By William Thompson, Ph.D., Ricardo Gazel, Dan Rickman
A White Buffalo was born August 20, l994, on a farm outside of Janesville: a true White Buffalo, a sacred symbol for many Native Americans. The White Buffalo may be the reincarnated spirit of White Buffalo Calf Woman — who, according to legend, had come to Earth to teach the Native Peoples how to live virtuous lives, how to use the sacred pipe of peace in ceremonies, and how to pray to their creator. Looks for Buffalo is a Native American spiritual interpreter. He maintains that the white calf was born on the farm of a white man as an “omen.” White people, he suggests, are being told that they must pay attention to “what they are losing” by living in modern ways, with modern machinery, and out of touch with “Mother Earth.”
Perhaps it is also time that all modern Wisconsin people — white people and others — take stock over “what they are losing” as well as what they may be gaining due to the appearance of what some have called the Native American’s “New Buffalo” — casino gambling, and its modern money-making machinery.2 Are the financial losses of the white man — and others — at casinos offset by societal gains? Are the losses producing a public good? Should policymakers in Wisconsin endorse the casino gaming and encourage its continuance? Or, should they take steps to modify its effects, or perhaps even to end the activity?
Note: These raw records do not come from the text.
PR #5483, opened 2016-07-10
[Docs] Added missing bundle in SyliusResourceBundle installation docs

Zales0123:
| Q               | A
| --------------- | ---
| Doc fix?        | yes
| New docs?    | no
| BC breaks?      | no
| Related tickets |
| License         | MIT

``winzouStateMachineBundle`` is also required, as ``ResourceController`` depends on ``sm.factory`` service.


pjedrzejewski:
Thanks Mateusz! 👍

rvanlaak:
Because of the missing `sm.factory` service `v0.19` now is broken if you only install `promotion-bundle`.

It seems that more services are/were missing in `resource-bundle/Resources/config/controller.xml`:

image

PR #7412, opened 2017-02-03
Locale in URLs

### LINKED ISSUE #5694: [RFC][Shop] Locale management in shop
According to [Google's Multi-regional and multilingual sites](https://support.google.com/webmasters/answer/182192?hl=en#1):

> Keep the content for each language on separate URLs. Don’t use cookies to show translated versions of the page. Consider cross-linking each language version of a page. That way, a French user who lands on the German version of your page can get to the right language version with a single click.
> 
> Avoid automatic redirection based on the user’s perceived language. These redirections could prevent users (and search engines) from viewing all the versions of your site.

Right now in ShopBundle the `/switch-language` endpoint is used to change user's language. This  strategy causes mainly SEO issues as only one language can be indexed

Is there any reason to do it in that way?

pamil:
| Q               | A
| --------------- | ---
| Bug fix?        | no |
| New feature?    | yes |
| BC breaks?      | yes |
| Related tickets | based on storage added in #7486, documentation in #7507, fixes #5694 |
| License         | MIT |

Done:
 - [x] Cookbook how to bring back previous behaviour (editing routing file, security & a few services) - #7507


steffenbrem:
Really nice to see this. Do you plan on making the locale prefix optional for single locale channels?

pamil:
@steffenbrem not right now for sure, it looks quite difficult because every channel might have different default locale. However if you have only one channel or one default locale, you can just import shop routing with `default: { _locale: pt_PT }` and it should work well (+ some security access control enhancements).

pjedrzejewski:
@pamil I think this one definitely deserves a note in UPGRADE. :D

pamil:
@pjedrzejewski done in #7450 🎉

liverbool:
after `beta.2` pls. 😷

pjedrzejewski:
@liverbool Will it cause you a lot of problems?

tchapi:
For us too, I would prefer that you tag the **beta2** before, because we have a routing based on the channel, which I think makes a lot more sense that the one you propose on `locale`. So we'll have a very hard time untangling the whole thing...

tchapi:
Moreover it's a huge BC break and I though that only very necessary breaks were due to happen before the beta... I would definitely consider this to be a kind of option. Will this deactivable altogether ?

psihius:
The other side of this thing is - "I need this YESTERDAY!"
My clients SEO people are going nuts to have language in the URL - we have 3 languages in the store, probably will have even more. Translated product and taxon slugs can take you only so far - it's not the whole store.

liverbool:
I try to keep up-to-date my projects with Sylius latest version, I've few projects go live with current route structure, I think this is big one BC break!! we have a lot of works to do.

pjedrzejewski:
OK, so I guess the solution is - make this behavior optional. Or make reverting to single-locale much simpler. I think it should be possible without much magic. @pamil Can we provide both implementations? That would be most-awesome scenario. :D Only problem I see is testing them.

pamil:
I'm currently working on being able to revert to previous behaviour without too much hassle (routing, security and storage service).

pjedrzejewski:
Thanks Kamil, awesome work!

kpitn:
This is a great feature, but in term of seo there is a problem. (Duplicate content)

My shop has 2 locals (fr_FR and en_US)

All this url works :
http://localhost:8000/fr/products/tractopelle-jcb-4cx-aec-15610
http://localhost:8000/fr_FR/products/tractopelle-jcb-4cx-aec-15610
http://localhost:8000/fu_CK/products/tractopelle-jcb-4cx-aec-15610

I think you need to keep the possiblity to have 2 letters locale.

gorkalaucirica:
@kpitn It depends on the use case, some people may want to have the full locale on the url. In case you don't need it, you can create some rules in `.htaccess` to avoid SEO issues with content duplication redirecting as required.

I guess you can also select enabled languages by channel, but didn't test that with this new feature

liverbool:
I thinks this

```
http://sylius.shop/products <= default locale
http://sylius.shop/pl_PL/products <= alternative locale
```

kpitn:
@gorkalaucirica

The main problem of my message is that even with two locale set in backoffice.
You can set any string matching /[a-z]{2}\_[A-Z]{2}/ the page respond with code 200.

I think you need to check if locale exist, otherwise throw a 404.

pjedrzejewski:
@kpitn Thanks for reporting, we will fix that! :)

PR #7419, opened 2017-02-04
Payment state update for NotifyNullAction

psihius:
Payum provides a mechanism to use a NotifyNullAction for gateways that do not have a per-payment notification URL capability to call the "payum_notify_do_unsafe" route for the URL "/payment/notify/unsafe/{gateway}"

The issue happens because in this scenario, the NotifyNullAction is the last item in the Payum processing stack, as it is the first action that has been called, and due to it's stateless nature, it does not have a PaymentInterface model (getFirstModel returns "null"), meaning the extension can't update the payment status.

This means that Payum's built-in Be2Bill should fail too, but I have my own local gateway provider that has the same workflow. It took me quite a while to figure it out and I have done extensive testing on this.
This is the best idea I came up with how to handle it.

In essence, I look up the next action in the stack and if I see a class names "NotifyNullAction" - I'm not doing a "return" as it done originally.

| Q               | A
| --------------- | ---
| Bug fix?        | yes |
| New feature?    | no |
| BC breaks?      | no |
| Related tickets | none |
| License         | MIT |

### DIFF
--- a/src/Sylius/Bundle/PayumBundle/Extension/UpdatePaymentStateExtension.php
+++ b/src/Sylius/Bundle/PayumBundle/Extension/UpdatePaymentStateExtension.php
@@ -56,11 +56,13 @@ final class UpdatePaymentStateExtension implements ExtensionInterface
     public function onPostExecute(Context $context)
     {
         $previousStack = $context->getPrevious();
-        $stackSize = count($previousStack);
+        $previousStackSize = count($previousStack);
         
-        if ($stackSize > 1) {
+        if ($previousStackSize > 1) {
             return;
-        } elseif ($stackSize === 1) {
+        } 
+        
+        if ($previousStackSize === 1) {
             $previousActionClassName = get_class($previousStack[0]->getAction());
             if (false === stripos($previousActionClassName, 'NotifyNullAction')) {
                 return;
--- a/src/Sylius/Bundle/PayumBundle/Extension/UpdatePaymentStateExtension.php
+++ b/src/Sylius/Bundle/PayumBundle/Extension/UpdatePaymentStateExtension.php
@@ -55,8 +55,16 @@ final class UpdatePaymentStateExtension implements ExtensionInterface
      */
     public function onPostExecute(Context $context)
     {
-        if ($context->getPrevious()) {
+        $previousStack = $context->getPrevious();
+        $stackSize = count($previousStack);
+        
+        if ($stackSize > 1) {
             return;
+        } elseif ($stackSize === 1) {
+            $previousActionClassName = get_class($previousStack[0]->getAction());
+            if (false === stripos($previousActionClassName, 'NotifyNullAction')) {
+                return;
+            }
         }
 
         /** @var Generic $request */


pjedrzejewski:
@Arminek thoughts?

src/Sylius/Bundle/PayumBundle/Extension/UpdatePaymentStateExtension.php
```diff
@@ -55,8 +55,16 @@ public function onExecute(Context $context)
...
     {
-        if ($context->getPrevious()) {
+        $previousStack = $context->getPrevious();
+        $stackSize = count($previousStack);
+        
+        if ($stackSize > 1) {
             return;
+        } elseif ($stackSize === 1) {
+            $previousActionClassName = get_class($previousStack[0]->getAction());
+            if (false === stripos($previousActionClassName, 'NotifyNullAction')) {
```
pamil: Is there any reason why FQCN is not used?

src/Sylius/Bundle/PayumBundle/Extension/UpdatePaymentStateExtension.php
```diff
@@ -55,8 +55,16 @@ public function onExecute(Context $context)
      */
     public function onPostExecute(Context $context)
     {
-        if ($context->getPrevious()) {
+        $previousStack = $context->getPrevious();
+        $stackSize = count($previousStack);
+        
+        if ($stackSize > 1) {
             return;
+        } elseif ($stackSize === 1) {
```
pamil: Coding style: we can replace this `elseif` with a regular `if`, these conditions are not coupled to each other.

src/Sylius/Bundle/PayumBundle/Extension/UpdatePaymentStateExtension.php
pamil: Like:
```php
$action = $previousStack[0]->getAction();
if (!$action instanceof NotifyNullAction) // ...
```

psihius: @pamil Because this is gateway-specific implementation and Payum does not have a special interface for these - for every gateway that has to implement this, it will sit inside that gateway's extension namespace. That's why we can't use instanceof - those will be different types all the time.

src/Sylius/Bundle/PayumBundle/Extension/UpdatePaymentStateExtension.php
```diff
@@ -55,8 +55,16 @@ public function onExecute(Context $context)
      */
     public function onPostExecute(Context $context)
     {
-        if ($context->getPrevious()) {
+        $previousStack = $context->getPrevious();
+        $stackSize = count($previousStack);
```
psihius: Yep, makes sense

src/Sylius/Bundle/PayumBundle/Extension/UpdatePaymentStateExtension.php
psihius: Updated

Arminek:
@psihius Imo you should override `sylius.payum_extension.update_payment_state` service and do anything you want.

psihius:
@Arminek But this is a general issue with the Payum integration in general on Sylius side, not a shop-specific issue.
This will affect all gateways in Payum, that implement NotifyNullAction action class - without this fix they will not update payment / order states at all when notified by the gateway. And there are quite a few that use NotifyNullAction, including a gateway Be2Bill that is in Payum's core - per this if anyone uses Be2Bill gateway, it will not work out of the box.

pjedrzejewski:
Thanks Arvids!

psihius:
Y'r welcome

PR #7424, opened 2017-02-06
Allow easier decoration for 3rd party extensions

### LINKED ISSUE #7403: [DOCS] Customizing Factories -> decoration pattern problem
Hi,
following the [docs](http://docs.sylius.org/en/latest/customization/factory.html) I wanted to customize the ProductFactory. I did everything like in the docs and got an error that parameter 1 of constructor was TranslableFactory not one implementing the ProductFactoryInterface. So I changed my service definition to:
```
services:
    app.factory.product:
        class: SyliusExtensionBundle\Factory\ProductFactory
        decorates: sylius.custom_factory.product
        arguments: ['@app.factory.product.inner']
        public: false
```
I decorated `sylius.custom_factory.product` not the` sylius.factory.product` itself. This workarounds works fine, but as I check in configuration `sylius.custom_factory.product` is a decorator of `sylius.factory.product`.  I read in symfony [docs](http://symfony.com/doc/current/service_container/service_decoration.html), there can be multiple decorators "stacked" each other like here:
```
foo:
    class: Foo

bar:
    class: Bar
    public: false
    decorates: foo
    decoration_priority: 5
    arguments: ['@bar.inner']

baz:
    class: Baz
    public: false
    decorates: foo
    decoration_priority: 1
    arguments: ['@baz.inner']
```

And the decorator should be private and referenced throw the base one (`foo` in our example) - following this pattern I shouldn't decorates `sylius.custom_factory.product`. Could you tell me if I do right or there is some bug (in my code or sylius) why I can decorate `sylius.factoy.product`?

pamil:
| Q               | A
| --------------- | ---
| Bug fix?        | yes |
| New feature?    | no |
| BC breaks?      | no |
| Related tickets | fixes #7403 |
| License         | MIT |

This ensures that custom, 3rd party decorations without specified priority are made after the Sylius ones.

### DIFF
--- a/src/Sylius/Bundle/AddressingBundle/Resources/config/services.xml
+++ b/src/Sylius/Bundle/AddressingBundle/Resources/config/services.xml
@@ -17,7 +17,7 @@
     </imports>
 
     <services>
-        <service id="sylius.custom_factory.zone" class="Sylius\Component\Addressing\Factory\ZoneFactory" decorates="sylius.factory.zone" public="false">
+        <service id="sylius.custom_factory.zone" class="Sylius\Component\Addressing\Factory\ZoneFactory" decorates="sylius.factory.zone" decoration-priority="256" public="false">
             <argument type="service" id="sylius.custom_factory.zone.inner" />
             <argument type="service" id="sylius.factory.zone_member" />
         </service>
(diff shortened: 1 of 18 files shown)


pjedrzejewski:
Thanks Kamil!

PR #7448, opened 2017-02-08
[Resource] Add possibility to define custom criteria for generated routing

lchrusciel:
| Q               | A
| --------------- | ---
| Bug fix?        | no |
| New feature?    | yes |
| BC breaks?      | no |
| Related tickets | |
| License         | MIT |

During work on API it start to be convenient to use a generated routing, just with codes instead of id as an identifier. With this change it will be possible with no so much additional code to maintain. 

I have also change a routing criteria for shipping category to see if it works.

Some small docs and test refactor included.


pjedrzejewski:
Thanks Łukasz! Could you also document this new functionality? :)

lchrusciel:
Of course. I will do it today.

PR #7462, opened 2017-02-09
Fix redirect to referer with hash.

liverbool:
| Q               | A
| --------------- | ---
| Bug fix?        | yes |
| New feature?    | no |
| BC breaks?      | no |
| Related tickets | ~ |
| License         | MIT |

Fix missing `hash` when redirect to referer.

### DIFF
--- a/src/Sylius/Bundle/ResourceBundle/Controller/RequestConfiguration.php
+++ b/src/Sylius/Bundle/ResourceBundle/Controller/RequestConfiguration.php
@@ -195,14 +195,14 @@ class RequestConfiguration
     /**
      * Get url hash fragment (#text) which is you configured.
      *
-     * @return null|string
+     * @return string
      */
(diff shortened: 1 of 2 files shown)


src/Sylius/Bundle/ResourceBundle/Controller/RequestConfiguration.php
```diff
@@ -195,14 +195,14 @@ public function getRedirectRoute($name)
...
-     * @return null|string
+     * @return string
      */
     public function getRedirectHash()
     {
         $redirect = $this->parameters->get('redirect');
 
         if (!is_array($redirect) || empty($redirect['hash'])) {
-            return null;
+            return;
```
pamil: `return '';`

pjedrzejewski:
👍 👍 👍  Thanks Ishmael!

This is a study about a New Buffalo. Not the white calf on Dave Helder’s farm in Wisconsin, but the one that manifested itself with a reincarnation overseeing decks of cards and slot machines in Nekoosa, Red Cliff, Lac du Flambeau, Oneida, Carter, Keshena, and 10 other reservation sites in Wisconsin. This is a study about winners and others who may or may not know “what they are losing.” This is study of the economic impacts of 17 reservation casinos in Wisconsin.